- _DATA PROVIDED_:
——

PR #767, opened 2024-01-23
Fix streaming principle image reference

thomassedlmayer:
Image on streaming update principle is not displayed because its file extension has upper case letters.


pmai (approved):
CCB 2024-04-04: Merge as-is.

PR #1, opened 2021-11-23
Improvments to the Launcher.

edfloreshz:
I replaced GtkEntry with GtkSearchEntry to allow the search field to be cleared with a button.
image

I think I figured out a way to clear GtkListBox without a loop, let me know your thoughts @jackpot51.

I also added a new commit to include the launcher example in Cargo.toml and update the README.md.


edfloreshz:
Added a new commit to include the launcher example in Cargo.toml and update the README.md

PR #2, opened 2021-11-24
feat: Use IpcClient from pop-launcher-service

mmstick:
- Improve launcher example to asynchronously handle to pop-launcher responses using the IpcClient API in pop-launcher
- pop-launcher's own event loop will be spawned locally on the glib main context.
- pop-launcher responses and GTK signals will send their events to an event loop on the glib main context.

Requires https://github.com/pop-os/launcher/pull/65 to be merged in advance


jackpot51:
Obsoleted by #6

PR #4, opened 2021-11-29
WIP: Gtk4 Application Launcher Prototype

wash2:
Application launcher prototype using GTK4 templates and GIO AppInfo.

The gtklauncher example currently supports searching applications, launching applications, shortcuts, and closing the window when it is deselected.

The existing IPC based launcher prototype is also changed to a partially implement a ListStore of custom GObjects that wrap the IPC SearchResult.


jackpot51:
Obsoleted by #6

PR #15, opened 2022-09-30
Made the navigation bar scrollable 

edfloreshz:
- Added padding to the entries to avoid collisioning with the scrollbar


jackpot51:
This appears to break the responsive layout when the window has a small width

edfloreshz:
True, let me fix that.

edfloreshz:
Let me know your thoughts 👍🏼

mmstick:
All seems to be working well with these changes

——

- _TRY IT_:
Starting from the records above, copy each line where the string "thoughts" is found.

- _EXERCISE RESPONSE_:
I think I figured out a way to clear GtkListBox without a loop, let me know your thoughts @jackpot51.
Let me know your thoughts 👍🏼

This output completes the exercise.